### Aim of the task
Pick out the lines below with "should" and list them.

### Records supplied
PR #5389, opened 2023-07-10
Remove VCF as viable format

JasperO98:
Gene.iobio does not accept `vcf` as it has to find the `tbi` file which is only generated from the `vcf_bgzip` format.

FOR CONTRIBUTOR:

### DIFF
--- a/tools/geneiobio/geneiobio-iframe.xml
+++ b/tools/geneiobio/geneiobio-iframe.xml
@@ -1,4 +1,4 @@
-<tool id="gene_iobio_display_generation_iframe" name="gene.iobio visualisation" version="4.7.1"+galaxy1>
+<tool id="gene_iobio_display_generation_iframe" name="gene.iobio visualisation" version="4.7.1+galaxy1">
 	<description>analyses VCFs for single and trio analysis to find causative variants using gene.iobio's public server</description>
 	<command>cat '$index' | tr -d '\n' > '$outfile'</command>
 	<configfiles>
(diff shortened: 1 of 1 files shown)


bernt-matthias:
Could we generate the needed file on the fly in the tool?

JasperO98:
Can we still retrieve a URL from that, if so then I can add it.

mvdbeek:
> Could we generate the needed file on the fly in the tool?

No, we can't change the input of a tool, which is what would be required for this to work. This would work if this was a display application, but I'm not sure that is better than the tool here.

mvdbeek (approved):
Looks good to me, but can you bump up the tool version on line 1 ? Not sure why this is version 4.7.1, but if that reflects something about iobio the new version should be `4.7.1+galaxy1`, otherwise you can pick any version higher than 4.7.1

JasperO98:
> Looks good to me, but can you bump up the tool version on line 1 ? Not sure why this is version 4.7.1, but if that reflects something about iobio the new version should be `4.7.1+galaxy1`, otherwise you can pick any version higher than 4.7.1

I've corrected the version to `4.7.1+galaxy1`. 4.7.1 reflects the version of gene.iobio when we implemented this tool.

tools/geneiobio/geneiobio-iframe.xml
```diff
@@ -1,4 +1,4 @@
-<tool id="gene_iobio_display_generation_iframe" name="gene.iobio visualisation" version="4.7.1">
+<tool id="gene_iobio_display_generation_iframe" name="gene.iobio visualisation" version="4.7.1"+galaxy1>
```
mvdbeek, line 1:
```suggestion
<tool id="gene_iobio_display_generation_iframe" name="gene.iobio visualisation" version="4.7.1+galaxy1">
```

### Your solution
Looks good to me, but can you bump up the tool version on line 1 ? Not sure why this is version 4.7.1, but if that reflects something about iobio the new version should be `4.7.1+galaxy1`, otherwise you can pick any version higher than 4.7.1
> Looks good to me, but can you bump up the tool version on line 1 ? Not sure why this is version 4.7.1, but if that reflects something about iobio the new version should be `4.7.1+galaxy1`, otherwise you can pick any version higher than 4.7.1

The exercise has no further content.